Unter Java with Ant -> JavaFXML Application.
Da er kein JavaFX findet gibt es eine rote Meldung das ich eine JavaFX Platform einrichten soll.
Habe JavaFX12 und das JDK12 auf dem System installiert und in die Umgebungsvariablen von Win 10 definiert.
C:\Program Files\Java\jdk-12.0.1\bin
C:\Program Files\Java\javafx-sdk-12.0.1\bin
Die Platform JDK 12 (default)
Unter Library habe ich JavaFX12 auch als Bibliothek hinzugefügt und die Classpaths aus dem libs Verzeichnis hinzugefügt sowie die src.zip und das doc als URL https://openjfx.io/javadoc/12.
Da ich unter Netbeans 11 keine JavaFX applikation hinzufügen konnte habe ich eines erstellt mit JDK 8
Das habe ich unter JDK12 geöffnet, die Paltform auf 12 gewechselt dann unter Libnryry die JavaFX12 Bibliothek hinzugefügt und nun ging es.
Leider die Applikation nicht gestartet werden da ich jetzt eine Medlung erhalte
Warning: Nashorn engine is planned to be removed from a future JDK release

Aktuell läuft es unter der Platform JDK1.8(Default)
Im Classpath mit der Bibliothek JavaFX12.

Am libesten würde ich mit JDK12 und FX12 arbeiten.

Warum ist das mit JavaFX nur so ein Alptraum geworden?

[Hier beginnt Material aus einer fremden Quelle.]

PR #431, opened 2018-08-26
Update cheatsheet with map/forEach examples

kevinsimper:
This is good for a beginner to see how ReasonML is handling looping over an array. 

How the array is giving as a argument.

### DIFF
--- a/docs/syntax-cheatsheet.md
+++ b/docs/syntax-cheatsheet.md
@@ -149,6 +149,13 @@ Both JavaScript and Reason support currying, but Reason currying is **built-in a
 | `for (let i = 10; i >= 0; i--) {...}` | `for (i in 10 downto 0) {...}` |
 | `while (true) {...}`                  | Same                           |
 
+## forEach / map
+
+| JavaScript                               | Reason                                    |
+|------------------------------------------|-------------------------------------------|
+|`[1,2,3].forEach(i => { console.log(i) })`|`Array.iter(i => { Js.log(i) }, [|1,2,3|])`|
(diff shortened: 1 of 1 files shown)


kevinsimper:
Hi @rickyvetter, what do you think of this PR? :)

docs/syntax-cheatsheet.md
```diff
@@ -149,6 +149,13 @@ Both JavaScript and Reason support currying, but Reason currying is **built-in a
 | `for (let i = 10; i >= 0; i--) {...}` | `for (i in 10 downto 0) {...}` |
 | `while (true) {...}`                  | Same                           |
 
+## forEach / map
+
+| JavaScript                               | Reason                                    |
+|------------------------------------------|-------------------------------------------|
+|`[1,2,3].forEach(i => { console.log(i) })`|`Array.iter(i => { Js.log(i) }, [|1,2,3|])`|
```
yawaramin: Reason version can be `Array.iter(Js.log, [|1, 2, 3|])`

docs/syntax-cheatsheet.md
```diff
@@ -149,6 +149,13 @@ Both JavaScript and Reason support currying, but Reason currying is **built-in a
...
+|`[1,2,3].map(i => { return i + 1 })`      |`Array.map(i => i + 1, [|1,2,3|])`         |
```
yawaramin: Reason version can be `Array.map(succ, [|1, 2, 3|])`. Admittedly `i => i + 1` is just as valid but if we want to show the idiomatic way of doing things in OCaml/Reason we might as well teach the built-in functions...

PR #439, opened 2018-09-14
module.md: Clarify extending module signatures

zploskey:
The extending module signatures example does not compile unless a
concrete module `BaseComponent` is defined. Although these modules were
defined earlier in this document, they are now a bit separated and this
has caused some confusion for users trying to compile just this part.

This modifies the example to note that a normal `include` will work for
extending another module type and provides a separate example of using
`include (module type of ModuleName)` to extend a module that doesn't
have a defined module type.

There was a dicussion of this on the Discord which prompted an attempt
to improve this section.

### DIFF
--- a/docs/module.md
+++ b/docs/module.md
@@ -208,7 +208,7 @@ exposing the variant, it'll only tell you "it's `Company.profession`".
 
 ### Extending module signatures
 
-Like modules themselves, module signatures can also be extended through `include module type of Foo`:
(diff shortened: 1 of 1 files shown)


kevinsimper:
I think you added explanation is good 👍

zploskey:
Thanks, I think this is clearer. Also I edited the PR text to not have all these awkward line breaks. You would think GitHub might strip them when they generate the initial PR text from a commit but not yet I guess!

PR #441, opened 2018-09-15
Add note about reason-cli tools

jsdf:
It seems to me that these editor integrations won't work without reason-cli tools. I don't see anything in the current install instructions which includes them.


chenglou:
@jsdf you no longer need that actually! Anything not working for you?

PR #448, opened 2018-10-10
Vertically aligning superscript

### LINKED ISSUE #433: Superscript appears as normal text
e.g. on https://reasonml.github.io/api/Random.html, 2<sup>30</sup> appears as 230.

This seems to be due to using a CSS reset without then adding back style for the `sup` element.

A style like this should be added:

```css
sup {
    vertical-align: super;
    font-size: 80%;
}
```

danielterwiel:
Fixes #433 

Changes `sup` tags inside the documentation that render like [this](https://reasonml.github.io/api/Int32.html#VALmax_int):

> let max_int: int32;
> 
> The greatest representable 32-bit integer, 231 - 1.

To:

> let max_int: int32;
> 
> The greatest representable 32-bit integer, 2<sup>31 - 1</sup>.

### DIFF
--- a/website/static/css/api.css
+++ b/website/static/css/api.css
@@ -220,3 +220,7 @@
   font-family: Helvetica Neue, Helvetica, Arial, Lucida Grande, sans-serif;
   padding-bottom: 16px;
 }
+sup.superscript {
+  vertical-align: super;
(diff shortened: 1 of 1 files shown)


chenglou:
Thanks!

PR #694, opened 2020-08-30
Fix typos

twitchard:
Noticed "missiles" was spelled wrong. While I was in there, made some other typographical suggestions.


davesnx:
Thanks @twitchard

PR #696, opened 2020-09-07
Update what and why

kyldvs:
Simplifies the what & why documentation and adds links to others' experiences using Reason


davesnx:
That's the simplification that we need thanks @kyldvs. rescript diverge makes the explanation much simpler.

kyldvs:
Thanks, I think this is one of the last pages to simplify! @jordwalke does this look good to you? I'll merge with your approval

PR #698, opened 2020-09-11
Update what-and-why.md

ryyppy:
The "what & why" were outdated... i removed the BuckleScript parts and added ReScript to the alternative section


ryyppy:
whoops nevermind, currently in the works in #698

PR #707, opened 2020-10-13
Updated "bsb -init" example

spookylukey:
Old example gives:
```
$ bsb -init my-new-project -theme basic-reason
Making directory my-new-project                      
Available themes:                
basic                                                                                              
generator                                
minimal                                      
node                       
react-hooks                                                         
react-starter                                                         
tea                                                       
Error: theme basic-reason not found
```

### DIFF
--- a/docs/installation.md
+++ b/docs/installation.md
@@ -19,7 +19,7 @@ yarn global add bs-platform
 The global installation comes with a simple project generator. Try:
 
 ```sh
-bsb -init my-new-project -theme basic-reason
+bsb -init my-new-project -theme basic
 ```
 
 To compile & run the project you just created:


spookylukey:
There are actually more issues. The text below says:

> By default, the basic-reason theme configures BuckleScript to output the generated JS files alongside the Reason files they were produced from. There's a reason why this is helpful. If you prefer to keep the generated files somewhere else, edit bsconfig.json to set in-source to false; the JS files will then be output to the lib/js directory instead.

So `basic-reason` no longer exists, but `basic` does not behave as described here, so it isn't a simple drop-in replacement. Don't know what should be done about this.

kyldvs:
This article needs to be completely rewritten to address multiple environments, new editor plugins, ReScript, etc. It's on my radar!

spookylukey:
I'll close this this PR to reduce the noise and leave you to it, thanks! I thought it was a simple fix when I opened it.

PR #710, opened 2020-11-23
recursion: fix multiple definition of the type name t

raptazure:
Example of [Recursive Types](https://reasonml.github.io/docs/en/recursion#recursive-types) gives the following error:
```
Error: Multiple definition of the type name t.
       Names must be unique in a given structure or signature.
```
Fixed it by renaming the second type name.

### DIFF
--- a/docs/recursion.md
+++ b/docs/recursion.md
@@ -76,10 +76,10 @@ Opt-out of recursive types using the `nonrec` keyword:
 
 ```reason
 type t = string;
-type nonrec t = list(t);
+type nonrec t' = list(t);
 
-/* t is now list(string) */
-let x: t = ["hello", "world"];
+/* t' is now list(string) */
+let x: t' = ["hello", "world"];
 ```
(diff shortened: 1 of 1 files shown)


kyldvs:
Thanks for the PR, for 1. your change kind of defeats the purpose of the example, with different names the `nonrec` keyword is no longer necessary and could be removed. It's necessary for the types to have the same name in order for this keyword to make sense.

I do not believe the example is an error, but could be one, or perhaps a warning based on your compilation settings: https://sketch.sh/s/p5Bc8Y3L8qoufPo7jxhlGe/

raptazure:
Oh, thanks for responding.
I notice that this example works fine with the repl but gives a compilation error when running `yarn build`.  Same with OCaml (`utop` works fine while `ocamlc` gives an error). The following code fixes it:

```reason
type t = string;
module M = {
  type nonrec t = list(t);
};
```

Über Hilfe wäre ich sehr dankbar.
Mi


----------



## mrBrown (6. Jun 2019)

Am einfachsten: Maven nutzen und dein Projekt so konfigurieren, läuft dann problemlos: https://gitlab.com/mrBrown/javafx-11-demo
Braucht dann nur eine ganz normale Java-Installation, ohne irgendwas JavaFX-Spezifisches.

Alle anderen Varianten sind PITA, wie du ja selbst merkst.


----------



## MiMa (6. Jun 2019)

Ja ich habe schon mal mit Maven etwas herum probiert, bin mir aber nicht sicher welche Projekte ich hier am besten benutzen sollte.
Java with Maven -> JavaFX Applikation
Nachdem ich die JavaFX in die POM Datei integriert habe, traten keine Probleme bei den importanweisungen auf, jedoch lief die erzeugte Applikation nicht? 


> Failed to execute goal org.apache.maven.plugins:maven-compiler-plugin:3.1:compile (default-compile) on project mavenproject1: Compilation failure
> An unknown compilation problem occurred
> -> [Help 1]
> 
> ...



Java with Maven -> POM Project
Wenn ich diese Projekt erstelle, dann habe ich nur Modules Dependencies Project Files eine pom.xml.
Wie ich diese Projekt bearbeiten soll, weiss ich nicht.


----------



## kneitzel (6. Jun 2019)

MiMa hat gesagt.:


> Leider die Applikation nicht gestartet werden da ich jetzt eine Medlung erhalte
> Warning: Nashorn engine is planned to be removed from a future JDK release



Also das ist nur eine Warnung, dass mit Java 11 die Nashorn JavaScript Engine deprecated gemacht wurde (siehe auch http://openjdk.java.net/jeps/335). Das ist aber nur eine Warnung und die Applikation sollte normal laufen. Wenn sie nicht läuft, dann liegt es wohl an etwas anderem. Die Warnung lässt sich ausblenden mit -Dnashorn.args="--no-deprecation-warning".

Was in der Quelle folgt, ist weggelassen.